Channelpedia

PubMed 23997099


Referenced in: none

Automatically associated channels: Kir2.3 , Kv11.1 , Kv7.1



Title: LQT2 nonsense mutations generate trafficking defective NH2-terminally truncated channels by the reinitiation of translation.

Authors: Matthew R Stump, Qiuming Gong, Zhengfeng Zhou

Journal, date & volume: Am. J. Physiol. Heart Circ. Physiol., 2013 Nov 1 , 305, H1397-404

PubMed link: http://www.ncbi.nlm.nih.gov/pubmed/23997099


Abstract
The human ether-a-go-go-related gene (hERG) encodes a voltage-activated K(+) channel that contributes to the repolarization of the cardiac action potential. Long QT syndrome type 2 (LQT2) is an autosomal dominant disorder caused by mutations in hERG, and patients with LQT2 are susceptible to severe ventricular arrhythmias. We have previously shown that nonsense and frameshift LQT2 mutations caused a decrease in mutant mRNA by the nonsense-mediated mRNA decay (NMD) pathway. The Q81X nonsense mutation was recently found to be resistant to NMD. Translation of Q81X is reinitiated at Met(124), resulting in the generation of NH2-terminally truncated hERG channels with altered gating properties. In the present study, we identified two additional NMD-resistant LQT2 nonsense mutations, C39X and C44X, in which translation is reinitiated at Met(60).
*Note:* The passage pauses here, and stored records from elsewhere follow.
PR #2454, opened 2026-03-06
[PULP-402] Greatly improve memory usage during collection syncs

gerrod3:
The memory reduction comes in two parts:

1. Refactor first stage to limit number of coroutines running at once to 100
2. Avoid when possible json serialization of docs_blob, files, manifest & contents fields

The memory growth should remain flat (or extremely minimal) after first batch (500) processing of collection versions. Most syncs should now complete with less than 1 GB of memory usage.

https://issues.redhat.com/browse/PULP-402
Assssisted by: clause-opus-4.6

### Results
Perform a sync on a clean system with this requirements file:
```json
{
'collections': 
  [
    {'name': 'amazon.aws'},
    {'name': 'community.general'}, 
    {'name': 'ansible.netcommon'}, 
    {'name': 'ansible.utils'}, 
    {'name': 'ansible.posix'}, 
    {'name': 'community.crypto'}
  ]
}
```
| Metric | Original | No Docs/Files JSON serialize | All Optimizations |
|---|---|----|----|
|  Peak RSS  | ~4160 MB | 897 MB | 598 MB |
| Duration  | ~10 min  | ~8 min | ~6.5 min |
| Reduction | ~~ | 78% | 86%|

### Explanation

The majority of the savings comes from not loading the JSON fields into memory as dicts. The fields can be relatively large dicts, with docs_blob sometimes being multiple MB. Python's pymalloc allocator fragments memory for the many small nested objects within the field's dict and never returns it to the OS, causing RSS to grow monotonically. We bypass the object allocation with three changes:
1. Only read the field as a json string into memory before the insertion into the database
2. Use raw SQL to directly insert the json strings into PG to avoid the ORM serialization
3. Use a custom manager that defers these memory hog fields during sync

The second part of the savings comes from refactoring the first stage to limit the number of concurrently running coroutines. We spawn 1 coroutine per collection version to sync and each one does a fetch to grab its metadata. This metadata is again JSON that gets trapped in memory until the coroutine finishes. Because we ran them all at once this would cause a rapid increase of memory per batch that wouldn't decrease till the first stage finished. We fix this with these three changes:
 1. All the methods return lists of coroutines instead of creating tasks that auto-start
 2. The `run` method uses a single `gather` with a batched (100) list of the coroutines.
 3. Move around the metadata processing inside `add_collection_version` to be able to free it as soon as possible

### DIFF
--- a/pulp_ansible/app/tasks/collections.py
+++ b/pulp_ansible/app/tasks/collections.py
@@ -1,4 +1,5 @@
 import asyncio
+from collections.abc import Coroutine
 import functools
 import hashlib
 import json
@@ -7,6 +8,7 @@ import tarfile
 from collections import defaultdict
 from gettext import gettext as _
 from operator import attrgetter
+from pathlib import Path
 from urllib.parse import urljoin
 from uuid import uuid4
 import tempfile
@@ -14,7 +16,7 @@ import tempfile
 import yaml
 from aiohttp.client_exceptions import ClientError, ClientResponseError
 from asgiref.sync import sync_to_async
-from django.db import transaction
+from django.db import connection, transaction
 from django.db.models import Q
 from django.db.utils import IntegrityError
 from django.utils.dateparse import parse_datetime
@@ -77,6 +79,7 @@ from pulp_ansible.app.tasks.utils import (
     parse_collections_requirements_file,
     parse_metadata,
 )
+from pulp_ansible.app.utils import set_collection_deferred_fields
 
 
 try:
@@ -230,6 +233,7 @@ def sync(remote_pk, repository_pk, mirror, optimize):
 
     first_stage = CollectionSyncFirstStage(remote, repository, is_repo_remote, optimize)
     if first_stage.should_sync:
+        set_collection_deferred_fields(["docs_blob", "manifest", "files", "contents"])
         d_version = AnsibleDeclarativeVersion(first_stage, repository, mirror=mirror)
         repository_version = d_version.create()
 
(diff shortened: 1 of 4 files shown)


pulp_ansible/app/tasks/collections.py
```diff
@@ -1211,6 +1217,51 @@ def _pre_save(self, batch):
...
+                    id_match = pre_id == collection_version.pulp_id
+                    if not (pre_adding and id_match):
+                        skip_count += 1
+                        continue
+                    files = d_content.extra_data.pop("files_raw")
+                    if docs_blob_path := d_content.extra_data.get("docs_blob_path"):
+                        with open(docs_blob_path, "r") as docs_blob_file:
+                            blob = docs_blob_file.read()
+                        sql = (
+                            "UPDATE ansible_collectionversion"
```
mdellweg: This sounds particularly troubling. Content is supposed to be immutable, because it is shared.
Update violates it. That means there is a race condition here.

mdellweg (commented):
This is a rather huge change. But there _is_ a recurring theme: Too much unbounded data fields (do we really need them) in the database put a lot of pressure on the memory. Can we gain something by moving them into a separate one-to-one table?

mdellweg (approved):

dralley:
@gerrod3 Is the `json-stream` package, which we already depend on for import/export, helpful at all?

https://github.com/daggaz/json-stream?tab=readme-ov-file#-what-are-the-problems-with-the-standard-json-package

Deletion of the first 59 residues of the channel truncated nearly one-third of the highly structured Per-Arnt-Sim domain and resulted in the generation of trafficking-defective proteins and a complete loss of hERG current. Partial deletion of the Per-Arnt-Sim domain also resulted in the accelerated degradation of the mutant channel proteins. The coexpression of mutant and wild-type channels did not significantly disrupt the function and trafficking properties of wild-type hERG. Our present findings indicate that translation reinitiation may generate trafficking-defective as well as dysfunctional channels in patients with LQT2 premature termination codon mutations that occur early in the coding sequence.